When it comes to malaria, most of the existing social and behavior change tools and evidence come from research in areas where the mosquito-borne illness is endemic and where transmission is pretty high.
These tools help communities understand how individuals can protect themselves and their families from getting sick, often creating social norms about sleeping under insecticide-treated bed nets, seeking immediate care for a child’s fever, and taking preventive medicine in pregnancy. But what about in places where malaria transmission is low, where it has almost been eliminated, but remains a deadly threat to those who do get sick?
There remains much to learn about the strategies that will be most conducive to helping people adopt prevention behaviors in what are known as malaria elimination settings. In places where transmission is low, people might not feel they are at risk of getting sick, despite that fact that those who do become ill are at an increased risk of severe malaria and even death because they lack the kind of immunity that protects people where malaria is common. Many of them know a lot about the mosquito-borne disease, but knowledge, it appears, isn’t enough.

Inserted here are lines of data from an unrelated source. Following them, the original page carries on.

PR #837, opened 2020-08-31
Feature/port drayage plugin

itabrl:
# PR Details
## Description

add functions regarding communication between PortDrayagePlugin and StopAndWait tactical plugin.

## Motivation and Context

this is part of Automated CMV arrives at the Loading Point for the container in the facility (Port or Staging Area)
## How Has This Been Tested?

Unit tests
## Types of changes

## Checklist:


port_drayage_plugin/src/port_drayage_plugin.cpp
```diff
@@ -66,5 +77,99 @@ namespace port_drayage_plugin
...
+        //     return NULL;
+        // } else{
+        //     StopRule::Ptr stopRegelem = stop_rules.front();
+        //     // TODO get stopRegelem position and return the object with downtrack
+        //     stop_loc = geometry_msgs::PoseStampedConstPtr pose;
+        // }
+
+        // TODO
+        double stop_loc_downtrack = 0;
+        double current_loc_downtrack = wm_->routeTrackPos(current_loc).downtrack;
```
kjrush, line 107: You should probably use the downtrack `end_dist` value from the last maneuver in the maneuver list in the `req` or the vehicle's current position if there are no maneuvers in the request list. We're basically trying to plan what we'd like to do after the maneuvers in the request list have executed, so imagine we're at the end location of the last maneuver at the specified time, what would we do from there?

port_drayage_plugin/src/port_drayage_plugin.cpp
```diff
@@ -66,5 +77,99 @@ namespace port_drayage_plugin
...
+                    break;
+                case cav_msgs::Maneuver::INTERSECTION_TRANSIT_LEFT_TURN : start_time = req.prior_plan.maneuvers.back().intersection_transit_left_turn_maneuver.end_time;
+                    break;
+                case cav_msgs::Maneuver::INTERSECTION_TRANSIT_RIGHT_TURN : start_time = req.prior_plan.maneuvers.back().intersection_transit_right_turn_maneuver.end_time;
+                    break;
+                case cav_msgs::Maneuver::STOP_AND_WAIT : start_time = req.prior_plan.maneuvers.back().stop_and_wait_maneuver.end_time;
+                    break;
+            }
+
+            resp.new_plan.maneuvers.push_back(
```
kjrush, line 134: If - for example - we have a long lanelet and a stop at the end of it I think we'd want to add a lane-keeping maneuver prior to the stop, if that makes sense. Should be able to calculate how long it'll take to stop, then put in a lane keeping maneuver for the distance prior.

kjrush (changes requested):

kjrush (approved):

A new literature review from the Johns Hopkins Center for Communications, published in Malaria Journal, suggests that the body of research on the factors that influence malaria-related behaviors in low-transmission settings has not been systematic and often too narrow in scope.
The review highlights the need for more consistent, comprehensive measures of the factors that influence malaria-related behaviors and the importance of reaching subpopulations at higher risk of transmission in low-transmission contexts, the authors say.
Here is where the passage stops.